Сковорода подобную «иезуитчину», естественно, застал. В академии существовало четыре только языковых латинских и греческих классов: фара, инфима, грамматика, синтаксима. Завершали обучение в классах философии и богословия с тем стандартным набором философских и схоластических сочинений, который так не устраивал, к примеру, того же Ломоносова. Вкусил Сковорода и строгость коллегии – в академии розгами и плетьми насаждался почти монашеский режим, а иезуитские требования к качеству учебы были настолько высоки, что в списках студентов частенько появлялось примечание: «по вакациях не явился».

Впрочем, возвращаясь ко времени Петра Могилы, заметим, что обвинения в латинизме, папстве, униатстве, католицизме были столь часты и однообразны, что в конце концов Могила перестал обращать на них внимания. Главным его трудом – странное дело! – стала книга «Православное исповедание», в которой он бичевал протестантов, заполонивших Европу и теперь пробирающихся в казацкие пределы, и отвергал многие папские догматы. Мудрые люди так и не смогли понять, чего же в нем оказалось больше: латинского православия или русского католичества. Не мог этого уразуметь и Сковорода, попавший, даже по прошествии века с означенных событий, в жаркие богословские споры и диспуты. Не уразумел не потому, что был «слаб рассудком», а потому, что сама суть спора – как это ни покажется парадоксальным – была ему совершенно неинтересна. Этому есть целый ряд объяснений, но пока подчеркнем лишь суть выделенного сковородинского парадокса.

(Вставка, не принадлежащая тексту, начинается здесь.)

PR #2446, opened 2026-07-28
feat: allow excluding models from /v1/models

### LINKED ISSUE #2445: Support hidden model aliases
We use model aliases to expose a stable name to clients and to keep older model names working after moving them to a newer upstream model.

Currently every model matched with `x-ai-eg-model` is listed in `/v1/models`. For aliases this is not always wanted, for example when the alias is only for backwards compatibility or for selected clients.

It would be useful to allow routing and model rewriting as today, but not advertise the matched model in `/v1/models`.

Maybe a rule option like `excludeFromModelsEndpoint: true` could work.

Killusions:
**Description**

Adds `excludeFromModelsEndpoint` to `AIGatewayRoute` rules.

Models matched by a rule with this option remain routeable and support `modelNameOverride`, but are excluded from the OpenAI-compatible `/v1/models` response. This supports backwards-compatible aliases and aliases only intended for selected clients.

Fixes #2445

Tested manually.

⚒️ with ❤️ by @siemens

### DIFF
--- a/api/v1alpha1/ai_gateway_route.go
+++ b/api/v1alpha1/ai_gateway_route.go
@@ -306,6 +306,16 @@ type AIGatewayRouteRule struct {
 	// +optional
 	// +kubebuilder:validation:Format=date-time
 	ModelsCreatedAt *metav1.Time `json:"modelsCreatedAt,omitempty"`
+
+	// ExcludeFromModelsEndpoint prevents models matched by this rule from being returned by the
+	// OpenAI-compatible "/models" endpoint. Requests still match this rule and apply its
+	// configured transformations, including model name overrides.
+	//
+	// This is useful for internal or backwards-compatible aliases, as well as duplicate model
+	// definitions with different schemas.
+	//
+	// +optional
+	ExcludeFromModelsEndpoint bool `json:"excludeFromModelsEndpoint,omitempty"`
 }
 
 // AIGatewayRouteRuleBackendRef is a reference to a backend with a weight.
--- a/internal/controller/gateway.go
+++ b/internal/controller/gateway.go
@@ -391,6 +391,10 @@ func (c *GatewayController) reconcileFilterConfigSecret(
 		injectedQuotaCosts := make(map[string]struct{})
 		for ruleIndex := range spec.Rules {
 			rule := &spec.Rules[ruleIndex]
+			if rule.ExcludeFromModelsEndpoint {
+				continue
+			}
+
 			for _, m := range rule.Matches {
 				for _, h := range m.Headers {
 					// If explicitly set to something that is not an exact match, skip.
@@ -421,6 +425,11 @@ func (c *GatewayController) reconcileFilterConfigSecret(
 					}
 				}
 			}
+		}
+		// Second pass: backends are collected for every rule, including rules excluded from
+		// /v1/models — those rules still route traffic and need their backends in the config.
+		for ruleIndex := range spec.Rules {
+			rule := &spec.Rules[ruleIndex]
 			for backendRefIndex := range rule.BackendRefs {
 				backendRef := &rule.BackendRefs[backendRefIndex]
 				b := filterapi.Backend{}
--- a/internal/controller/gateway.go
+++ b/internal/controller/gateway.go
@@ -418,6 +418,10 @@ func (c *GatewayController) reconcileFilterConfigSecret(
 		injectedQuotaCosts := make(map[string]struct{})
 		for ruleIndex := range spec.Rules {
 			rule := &spec.Rules[ruleIndex]
+			if rule.ExcludeFromModelsEndpoint {
+				continue
+			}
+
 			for _, m := range rule.Matches {
 				for _, h := range m.Headers {
 					// If explicitly set to something that is not an exact match, skip.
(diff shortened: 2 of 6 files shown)


siddharth1036:
@Killusions can you explain the usecase for exclusion of models?

Killusions:
> @Killusions can you explain the usecase for exclusion of models?

@siddharth1036 There are many, the most common one would be backwards-compatible aliases which people and new clients should no longer use. But also generic aliases, multiple definitions (openai + anthropic schema without translation since our backend vLLM supports both), private test models, etc.

At Siemens we have all of these and currently need to use a workaround by using regex patterns instead of exact model name matches.

internal/controller/gateway.go
```diff
@@ -393,6 +393,10 @@ func (c *GatewayController) reconcileFilterConfigSecret(
 			rule := &spec.Rules[ruleIndex]
 			for _, m := range rule.Matches {
 				for _, h := range m.Headers {
+					if rule.ExcludeFromModelsEndpoint {
+						continue
+					}
+
```
siddharth1036: nit, 
```suggestion
if !rule.ExcludeFromModelsEndpoint {
    for _, m := range rule.Matches {
        for _, h := range m.Headers { /* ... collect models ... */ }
    }
}

```

Killusions: Applied, thanks.

internal/controller/gateway.go
```diff
@@ -391,33 +391,35 @@ func (c *GatewayController) reconcileFilterConfigSecret(
...
-					model := filterapi.Model{
-						Name:      h.Value,
-						CreatedAt: ptr.Deref[metav1.Time](rule.ModelsCreatedAt, aiGatewayRoute.CreationTimestamp).UTC(),
-						OwnedBy:   ptr.Deref(rule.ModelsOwnedBy, defaultOwnedBy),
-					}
-					ec.Models = append(ec.Models, model)
-					if len(hostnames) > 0 {
-						if ec.ModelsByHost == nil {
-							ec.ModelsByHost = make(map[string][]filterapi.Model)
+			if !rule.ExcludeFromModelsEndpoint {
```
nacx: style nit: prefer following the [line of sight](https://medium.com/@matryer/line-of-sight-in-code-186dd7cdea88) pattern:
```go
if rule.ExcludeFromModelsEndpoint {
    continue
}
```

api/v1alpha1/ai_gateway_route.go
```diff
@@ -306,6 +306,13 @@ type AIGatewayRouteRule struct {
 	// +optional
 	// +kubebuilder:validation:Format=date-time
 	ModelsCreatedAt *metav1.Time `json:"modelsCreatedAt,omitempty"`
+
+	// ExcludeFromModelsEndpoint prevents models matched by this rule from being returned by the
+	// OpenAI-compatible "/models" endpoint. Requests still match this rule and apply its
+	// configured transformations, including model name overrides.
```
nacx, line 312: Can you also include the example use cases in the API docs? This would help readers better understand when to sue this.

nacx (commented):
Thank you! Just a couple minor comments

internal/controller/gateway.go
nacx: Once the scope of the conditional is fixed, in general, prefer the `continue` pattern for a better [line of sight](https://medium.com/@matryer/line-of-sight-in-code-186dd7cdea88). It makes code easier to read.

internal/controller/gateway.go
Killusions: Done.

api/v1alpha1/ai_gateway_route.go
Killusions: Done, added in all places but very minimal, can expand if you want.

Killusions:
@nacx Pretty sure it's an unrelated failure (after I fixed the precommit), re-triggered the tests by re-pushing.

internal/controller/gateway_test.go
```diff
@@ -429,6 +429,23 @@ func TestGatewayController_reconcileFilterConfigSecret_HostnameScopedModels(t *t
...
+						ExcludeFromModelsEndpoint: true,
+						Matches: []aigv1b1.AIGatewayRouteRuleMatch{
+							{Headers: []gwapiv1.HTTPHeaderMatch{
+								{Name: internalapi.ModelNameHeaderKeyDefault, Value: "hidden-alias"},
+							}},
+						},
+					},
+				},
+			},
+		},
```
kanurag94, line 566: The reason why we need two loops is not tested here. What do you think about adding a test so that an excludedEndpoint still has it's backendRefs

internal/controller/gateway.go
```diff
@@ -421,6 +425,9 @@ func (c *GatewayController) reconcileFilterConfigSecret(
 					}
 				}
 			}
+		}
+		for ruleIndex := range spec.Rules {
```
kanurag94, line 458:
```suggestion
        Second pass: backends are collected for every rule, including rules excluded from
        /v1/models — those rules still route traffic and need their backends in the config.
		for ruleIndex := range spec.Rules {
```

kanurag94 (approved):

kanurag94:
Thanks, LGTM! Deferring to @envoyproxy/ai-gateway-maintainers

siddharth1036 (approved):
Please take a look at the upgrade failure. Rest LGTM!

Killusions:
@mathetake does this still make sense? Let me know if you want me to change anything.

Killusions:
> Please take a look at the upgrade failure. Rest LGTM!

Rebased, it was just a transitive CI failure.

И еще. Прот. Г. Флоровского в «Путях русского богословия» писал:

«Могила и его сподвижники были откровенными и решительными западниками. Они стремились объединить русских и нерусских за единой культурной работой, в единой психологии и культуре. И та глухая, но очень напряженная борьба, которую мы все время наблюдаем вокруг всех начинаний и предприятий Могилы, означает именно эту встречу и столкновение двух религиозно-психологических и религиозно-культурных установок или ориентаций – западнической и эллино-славянской».

Стоит ли дополнительно пояснять, что Малороссия как раз и стала той пробиркой, в которой эти реактивы смешались без каких бы то ни было прогнозов на исход опыта? Что же касается Сковороды, видевшего эту встречу воочию и ежечасно, то и он не избежал ее. Вот только сама встреча оказалась в философии Сковороды совершенно иной, нежели ее схематично рисуют университетские учебники.

Впрочем, пока самому Григорию не до этого. Вернее, это пока является тем внешним обстоятельством, с которым приходится считаться, но осознавать – нет ни желания, ни мотивов.